Given a prime P, 2 <= P < 2 ³¹, an integer B, 2 <= B < P, and an integer N, 1 <= N < P, compute the discrete logarithm of N, base B, modulo P. That is, find an integer L such that

    B^L == N (mod P)

Input

Read several lines of input, each containing P,B,N separated by a space.

Output

For each line print the logarithm on a separate line. If there are several, print the smallest; if there is none, print "no solution".

Sample Input

5 2 1
5 2 2
5 2 3
5 2 4
5 3 1
5 3 2
5 3 3
5 3 4
5 4 1
5 4 2
5 4 3
5 4 4
12345701 2 1111111
1111111121 65537 1111111111

Sample Output

0
1
3
2
0
3
1
2
0
no solution
no solution
1
9584351
462803587

Hint

The solution to this problem requires a well known result in number theory that is probably expected of you for Putnam but not ACM competitions.
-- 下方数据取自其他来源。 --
PR #407, opened 2024-08-14
Added logic to favorite session into TimetableListView and TimetableDetailView

shin-usu:
## Overview (Required)
- Added logic to favorite session into TimetableListView and TimetableDetailView
- Mini refacror

## Movie (Optional)
Before | After
:--: | :--:
<video src="" width="300" > | <video src="https://github.com/user-attachments/assets/6d3d2d7e-27d1-45d4-9d40-cbe5bb60dc45" width="300" >

### DIFF
--- a/app-ios/Sources/App/RootView.swift
+++ b/app-ios/Sources/App/RootView.swift
@@ -12,7 +12,7 @@ import TimetableFeature
 import EventMapFeature
 import Theme
 
-public enum Tab {
+public enum DroidKaigiAppTab {
     case timetable
     case map
     case favorite
@@ -22,7 +22,7 @@ public enum Tab {
 
 public struct RootView: View {
     @Bindable private var store: StoreOf<RootReducer>
-    @State private var selection: Tab = .timetable
+    @State private var selection: DroidKaigiAppTab = .timetable
 
     public init(store: StoreOf<RootReducer>) {
         self.store = store
@@ -44,7 +44,7 @@ public struct RootView: View {
         ) {
             Group {
                 timetableTab
-                    .tag(Tab.timetable)
+                    .tag(DroidKaigiAppTab.timetable)
                     .tabItem {
                         Label(
                             title: { Text("Timetable") },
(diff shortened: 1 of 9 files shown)


app-ios/Sources/App/RootView.swift
```diff
@@ -12,7 +12,7 @@ import TimetableFeature
 import EventMapFeature
 import Theme
 
-public enum Tab {
+public enum DroidKaigiAppTab {
```
shin-usu, line 15: Name of "Tab" is duplicated to SwiftUI's "Tab", so I renamed to DroidKaigiAppTab.

app-ios/Sources/CommonComponents/SelectionChips.swift
```diff
@@ -24,7 +24,7 @@ public struct SelectionChips<SelectableCase: Selectable>: View where SelectableC
                     }
                 }
 
-                ForEach(SelectableCase.allCases, id: \.id) { selection in
+                ForEach(SelectableCase.allCases) { selection in
```
shin-usu, line 27: Selectable protocol is conformed Identifiable and we don't have to specify id. Therefore I removed it.

app-ios/Sources/TimetableDetailFeature/TimetableDetailReducer.swift
```diff
@@ -15,14 +15,14 @@ public struct TimetableDetailReducer: Sendable {
     
     @ObservableState
     public struct State: Equatable {
-        public init(timetableItem: TimetableItem, isBookmarked: Bool = false) {
+        public init(timetableItem: TimetableItem, isFavorited: Bool = false) {
```
shin-usu, line 18: I renamed "bookmark" to "favorite" because other screens use "favorite".

app-ios/Sources/TimetableFeature/TimetableReducer.swift
```diff
@@ -14,21 +14,25 @@ public struct TimetableReducer : Sendable{
...
         }
     }
     
-    public enum Action : Sendable{
+    public enum Action : Sendable, BindableAction {
+        case binding(BindingAction<State>)
         case view(View)
-        case onAppear
-        case requestDay(View)
+        case requestDay(DayTab)
```
shin-usu, line 27: Case of requestDay had View action enum, but it uses only selectDay case.
So I modified a little.

charles-b-stb (approved):
LGTM

PR #417, opened 2024-08-14
In AboutScreen, remove unnecessary padding and add parallax

kosenda:
## Issue
no issue

## Overview (Required)
- I looked at the [Figma](https://www.figma.com/design/XUk8WMbKCeIdWD5cz9P9JC/DroidKaigi-2024-App-UI?node-id=54982-75342&t=l2TqUXx0gVgB367Z-4) and removed padding that I thought was unnecessary.
- (Suggestion) I thought it would be a richer UI if we added a parallax to AboutHeader

## Movie
Before | After
:--: | :--:
<video src="https://github.com/user-attachments/assets/d7416533-cd8e-4c0e-bb5d-db01c92e16b2" width="300" > | <video src="https://github.com/user-attachments/assets/b623c19a-627b-4962-b156-85fd15d54455" width="300" >

## Detail
I chose 40.dp because the space between the header image and text was 40 in Figma

https://github.com/user-attachments/assets/4babc926-8f8d-47b1-8a95-48471f0703bd

https://www.figma.com/design/XUk8WMbKCeIdWD5cz9P9JC/DroidKaigi-2024-App-UI?node-id=54982-75342&t=l2TqUXx0gVgB367Z-4


feature/about/src/commonMain/kotlin/io/github/droidkaigi/confsched/about/section/AboutDroidKaigiDetail.kt
```diff
@@ -22,6 +28,9 @@ import io.github.droidkaigi.confsched.designsystem.theme.KaigiTheme
 import org.jetbrains.compose.resources.painterResource
 import org.jetbrains.compose.resources.stringResource
 import org.jetbrains.compose.ui.tooling.preview.Preview
+import kotlin.math.roundToInt
+
+const val MAX_ABOUT_HEADER_OFFSET_DP = 40
```
takahirom, line 33: Thanks. We are using upper camel case like this. And can we make this private?
https://github.com/androidx/androidx/blob/androidx-main/compose/docs/compose-api-guidelines.md#singletons-constants-sealed-class-and-enum-class-values

feature/about/src/commonMain/kotlin/io/github/droidkaigi/confsched/about/section/AboutDroidKaigiDetail.kt
```diff
@@ -30,9 +39,23 @@ object AboutDetailSectionTestTag {
 
 @Composable
 fun AboutDroidKaigiDetail(
+    state: LazyListState,
```
takahirom, line 42: I don't think this is not a main state for AboutDroidKaigiDetail. So I think we have to consider the name 👀 like screenScrollState or something like that

feature/about/src/commonMain/kotlin/io/github/droidkaigi/confsched/about/section/AboutDroidKaigiDetail.kt
kosenda: I apologies 🙇  I’ve fix this.

feature/about/src/commonMain/kotlin/io/github/droidkaigi/confsched/about/section/AboutDroidKaigiDetail.kt
kosenda: I thought you were right, so I changed it to `screenScrollState` !

takahirom (approved):
You nailed it! Thanks you for your contribution!

PR #311, opened 2024-08-11
Fix crash when enabling minification

Komeyama:
## Issue
- close #257

## Overview (Required)
- Changed `org.jetbrains.androidx.navigation:navigation-compose` to version 2.8.0-alpha08 to avoid crashes on screen transitions in release (and debug) builds as a workaround.

## Links
- https://github.com/JetBrains/compose-multiplatform/issues/4711

## Screenshot (Optional if screenshot test is present or unrelated to UI)
Unrelated to UI

## Movie (Optional)
Before | After
:--: | :--:
<video src="https://github.com/user-attachments/assets/ed8ec293-5836-4199-8aa2-3ffd2a0540ad" width="300" > | <video src="https://github.com/user-attachments/assets/e93ddd2d-8f84-473e-9963-ccb9e332c259" width="300" >

PR #452, opened 2024-08-14
Add app-desktop module

### LINKED ISSUE #300: Add app-desktop module for faster development
We are developing commonMain. Therefore, I believe it would not be difficult to create a desktop app. I think this would help us iterate more quickly than creating and deploying APKs for Android.

nyafunta9858:
## Issue
- close #300 

## Overview (Required)
- Add a Compose for Desktop application's module, named app-desktop.
- Add KmpDesktop plugin class.
- Add Main class for app-desktop which only says Hello.
- Add to import KmpCompose plugin into KmpDesktop plugin.

## Links
- 

## Movie (Optional)
Launch from Run Configuration | Launch from source code| Launch from Gradle Tasks|Generate dmg package
:--: | :--: | :-: | :-:
<video src="https://github.com/user-attachments/assets/88d0896d-7ad7-48f0-8596-2c07a7d2d8ee" width="250" > | <video src="https://github.com/user-attachments/assets/bf4c366f-75ca-4559-98b9-2ed6ee0b610b" width="250" > |<video src="https://github.com/user-attachments/assets/3fc2cc60-b4dc-420b-9203-b0a0b62cdb11" width="250" > |<video src="https://github.com/user-attachments/assets/ec430aa7-dfbd-4ef7-82d5-4cc90c8d4b48" width="250" >

## Notes
- Run (build and launch) the desktop application
```shell
./gradlew :app-desktop:run
```
- Generate the desktop application dmg package.
```shell
./gradlew :app-desktop:packageDmg
```
It is probably better to use `:app-desktop:packageDistributionForCurrentOS` but this app is built only for debugging by contributors, so I set only for macOS dmg package format  to configuration of `targetFormats`, now.
Therefore, it is enough to use `packageDmg` for checking build normally.


gradle/libs.versions.toml
```diff
@@ -8,7 +8,7 @@ kotlin = "2.0.10"
 androidxCore = "1.13.1"
 androidDesugarJdkLibs = "2.0.4"
 compose = "2024.06.00"
-composeMultiplatform = "1.6.11"
+composeMultiplatform = "1.7.0-alpha02"
```
nyafunta9858, line 11: todo: Add a comment about why upgraded to this version.

build-logic/src/main/kotlin/io/github/droidkaigi/confsched/primitive/KmpDesktopPlugin.kt
```diff
@@ -0,0 +1,56 @@
...
+            }
+
+            val compose = extensions.get("compose") as org.jetbrains.compose.ComposeExtension
+            compose.extensions.configure<org.jetbrains.compose.desktop.DesktopExtension> {
+                application {
+                    mainClass = "io.github.droidkaigi.confsched.DesktopKaigiAppKt"
+
+                    nativeDistributions {
+                        // TODO: set output formats of each platform
+                        targetFormats(TargetFormat.Dmg, /*TargetFormat.Msi, TargetFormat.Deb*/)
```
nyafunta9858, line 32: todo: Add a comment about target fromats.

build-logic/src/main/kotlin/io/github/droidkaigi/confsched/primitive/KmpDesktopPlugin.kt
```diff
@@ -0,0 +1,56 @@
...
+                        packageName = "io.github.droidkaigi.confsched"
+                        packageVersion = "1.0.0"
+
+                        val iconsRoot = project.file("iconFiles")
+                        macOS {
+                            // TODO: set an icon file ( set a temporal icon currently. )
+                            iconFile.set(iconsRoot.resolve("desktop-icon.png"))
+                        }
+                        // Setup Windows and Linux configuration if needed.
+//            windows {
```
nyafunta9858, line 42: todo: Add a comment about target platforms.

app-desktop/iconFiles/desktop-icon.png
nyafunta9858, line 1: todo: Add a comment about icons.

build-logic/src/main/kotlin/io/github/droidkaigi/confsched/primitive/KmpDesktopPlugin.kt
```diff
@@ -0,0 +1,56 @@
...
+        with(target) {
+
+            with(pluginManager) {
+                apply("droidkaigi.primitive.kmp")
+                apply("droidkaigi.primitive.kmp.compose")
+                apply(libs.plugin("jetbrainsCompose").pluginId)
+                apply(libs.plugin("composeCompiler").pluginId)
+            }
+
+            kotlin {
```
nyafunta9858, line 21: todo: Add a comment about how to add module dependencies.

core/designsystem/build.gradle.kts
```diff
@@ -3,6 +3,7 @@ plugins {
     id("droidkaigi.primitive.kmp.android")
     id("droidkaigi.primitive.kmp.ios")
     id("droidkaigi.primitive.kmp.compose")
+    id("droidkaigi.primitive.kmp.desktop")
```
nyafunta9858, line 6: KmpDesktop plugin is applied here, but the main necessary definition is [`jvm()`](https://github.com/DroidKaigi/conference-app-2024/pull/452/files#diff-4cce09a8d3edd4837e4866281910643456ebec6a068aae97c04e668f6c003879R21-R23) call.

It seems to be required to call from the desktop app.

app-desktop/iconFiles/desktop-icon.png
nyafunta9858, line 1: Added the same as the Android logo icon.
It requires to preparation of icons for each platform as necessary.

reference:
https://github.com/JetBrains/compose-multiplatform/tree/master/examples/imageviewer/desktopApp/desktop-icons

takahirom:
Is there a Gradle task we can use to verify the desktop build for CI? I'm concerned it could break at any time.

nyafunta9858:
@takahirom 
Thank you for your checking 🙏 
We can use `:app-desktop:packageDmg` to check the build is normal on CI!
I use `:app-desktop:run` when launching the desktop app on Android Studio, but `:app-desktop:packageDmg` includes all steps of it, and creating dmg binary to install on macOs.

I have already added a workaround to gradle.properties, because it seemed to fail in `checkRuntime` depending on the JDK distribution like the attached image.
image

takahirom:
Maybe it is related to this issue and PR. We might have to use snapshot version of AndroidX 😇 
https://github.com/DroidKaigi/conference-app-2024/pull/453

nyafunta9858:
@takahirom 
This may be bad news. I updated the compose multiplatform plugin (org.jetbrains.compose) version from [1.6.11 to 1.7.0-alpha02 for importing compose navigation into app-desktop](https://github.com/DroidKaigi/conference-app-2024/pull/452/files#diff-697f70cdd88ba88fe77eebda60c7e143f6ad1286bca75017421e93ad84fb87dfR13), but I noticed this update made several unit tests fail.
And I tried to test with the v1.6.11 compose multiplatform plugin and all test cases succeeded... ummmm
What shall I do this problem?

takahirom:
As I was saying, we might have to update the snapshot version of AndroidX, but I'm not sure if it's safe. Here are a couple of points to consider:
* We may face test timeout issues if we use Foundation 1.7.
* If we don't use Foundation 1.7, the problem you mentioned will occur.
https://github.com/DroidKaigi/conference-app-2024/pull/452/files#diff-697f70cdd88ba88fe77eebda60c7e143f6ad1286bca75017421e93ad84fb87dfR11-R13

nyafunta9858:
I see, I understand it. And I'm sorry for my misreading.
Thank you for your advice, I'll try it!

nyafunta9858:
@takahirom 
I will share my progress of investigation this PR's issues.
(It's still tough situation...)

**In progress**

- Navigation Compose 2.8.0-alpha08 refers Compose Multiplatform 1.7.0-alpha01, and it requires 1.7.0-alpha01 or higher.
(Reference: https://youtrack.jetbrains.com/issue/CMP-5077/Compose-navigation-crash-v2.8.0-alpha08-UnsatisfiedLinkError)

- If it requires to meet the above requirement, the desktop app can start normally. However, several tests fail due to influence that version of Compose Multiplatform refers Foundation 1.7.0-beta05 if it meets the above requirement. (Because not found [IndicationNodeFactory](https://developer.android.com/reference/kotlin/androidx/compose/foundation/IndicationNodeFactory))
(Reference: https://github.com/JetBrains/compose-multiplatform/releases/tag/v1.7.0-alpha01)

- If I revert Navigation Compose to the previous version, 2.8.0-alpha02, it refers Compose Multiplatform 1.6.10-beta02, so I probably avoid the above issue.
However, Navigation Compose 2.8.0-alpha02 has a crash issue when enabling minification.
(Reference: [Fix crash when enabling minification #311](https://github.com/DroidKaigi/conference-app-2024/pull/311))

- There seems to be a way to downgrade Navigation Compose to 2.7 or lower to avoid the above problem, but it causes to fail launching the desktop app. And it also occurrs some build errors on eventmap and sessions due to influence of using newer versions' API than 2.7's.
(Reference: https://github.com/JetBrains/compose-multiplatform/issues/4711#issuecomment-2088425796)

nyafunta9858:
I've investigated a lot about the above issues, but I couldn't find a solution not to crash the desktop app, other than Compose Multiplatform Plugin bump up to 1.7.0-alpha01 or higher.
Therefore, in my opinion, I guess to be better the following steps to be taken. Please let me know your opinion. 🙏 

1. To complete issue 300, remove references to navigation-compose from app-desktop module to avoid the crash issue. And then I will request your review again.
2. Create an issue ticket to resolve some problems this PR encountered.
3. In the above issue, we will be waiting for an update compose to fix Robolectric timeout issue.

nyafunta9858:
@takahirom 
I have finished removing dependencies to the Navigation Compose from the app-desktop module and added several todo comments that it needs to fix some issues to be available to use Navigation Compose on Compose Desktop.
And I checked both tasks were succeeded, unit tests and create desktop app package, `:app-desktop:packageDistributionForCurrentOS`.

So once again, could you please review this PR whenever you are free?
Thanks for your kindness 🙏

takahirom:
@nyafunta9858 I have a big news. foundation 1.8.0-alpha01 has been released and we should be able to upgrade the foundation 🎉

nyafunta9858:
Thanks for your beneficial information, @takahirom !
I too have encountered the following issue, so I'd like to retry building the desktop app and verifying unit tests after resolving it!
https://github.com/DroidKaigi/conference-app-2024/pull/984

takahirom:
@nyafunta9858 I've merged the PR!

nyafunta9858:
@takahirom 
I have committed some changes, and checked launching the desktop-app that depends on Navigation Compose normally.
So once again, could you please review this PR whenever you are free?
Thanks for your kindness 🙏

takahirom:
@nyafunta9858 It might be a little confusing when we introduce the app-desktop module with the `Hello KaigiApp` text. Could you connect one screen, for example, the contributor screen? This might be good for confirming the technology. I think this PR is still small and fine.

takahirom:
I think we can create a feature branch for this. Once it works with one screen, I would like to merge it into the main branch. Thank you for investigating KMP possibilities. I'll merge this into the feature branch.

PR #454, opened 2024-08-14
Improve flip animation

mikanIchinose:
## Issue
none

## Overview (Required)
It was flipping and flickering as soon as I tapped the card, so I change the setting to flip it over after rotating more than 90 degrees.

It is Fermat's theorem that states

   B^(P-1) == 1 (mod P)

for any prime P and some other (fairly rare) numbers known as base-B pseudoprimes. A rarer subset of the base-B pseudoprimes, known as Carmichael numbers, are pseudoprimes for every base between 2 and P-1. A corollary to Fermat's theorem is that for any m

   B^(-m) == B^(P-1-m) (mod P) .

Source

Waterloo Local 2002.01.26

题目大意

给出B,N,P 求出 B^L == N (mod P)中L的最小值，无解输出no solution

解题思路

直接按照poj 1395的思路模拟铁定超时，我们这个时候考虑：

P是质数那么B^(P-1)=1(mod P) [据费马小定理，题中B<P]

可知剩余系的循环节为p-1

根据同余定理，我们可以把L拆解成两部分

此时 B^A * B^(L-A) = N (MOD P)

考虑A为何值时我们可以简化计算

BSGS就是利用这样的思想将剩余系的余数分拆成floor(sqrt(P))组

再设每一组元素为c个

每次我们的A都可以取得A=c*i ,同时满足c*i<(p-1)

则L-A<c

c约为sqrt(P)，我们可以直接打出前sqrt(p)项的表存到map之中待处理

那么我们再枚举i，来改变A的值

通过求逆元来推测一个B^(L-A) mod P可能的值，查map，看这种方案是否有对应解。

#include <cstdio>
#include <algorithm>
#include <cmath>
#include <cstring>
#include <map>
#define LL long long 
using namespace std;
typedef int Ma[10][10];
map <LL , LL>inv;
void egcd(LL a,LL b,LL &x,LL &y)
{
  if (b==0)
  {
    x=1;
    y=0;
    return;
  }
  egcd(b,a%b,x,y);
  LL t=x;
  x=y;y=t-a/b*y;
}
int main()
{
  LL p,b,n;
  while (~scanf("%I64d%I64d%I64d",&p,&b,&n))
  {
    inv.clear();
    LL c=sqrt((double) p);
    // printf("%I64d\n",c);
    LL cur=1;
    for (LL i=0;i<c;i++)
    {
      inv[cur]=i+1;
      cur=cur*b%p;
    }
    LL t=cur;
    LL ans=p+1;
    cur=1;
    for (LL i=0;i<=(p/c+1);i++)
    {
      LL x,y;
      egcd(cur,p,x,y);
      x=(x+p)%p;
      // printf("%I64d %I64d\n",cur,i);
      if (inv[n*x%p]) {
        ans=min(ans,inv[n*x%p]+i*c-1);
        // printf("%I64d\n",ans);
      }
      cur=cur*t%p;
    }
    if (ans>p) puts("no solution");
    else printf("%I64d\n",ans);
  }
  return 0;
}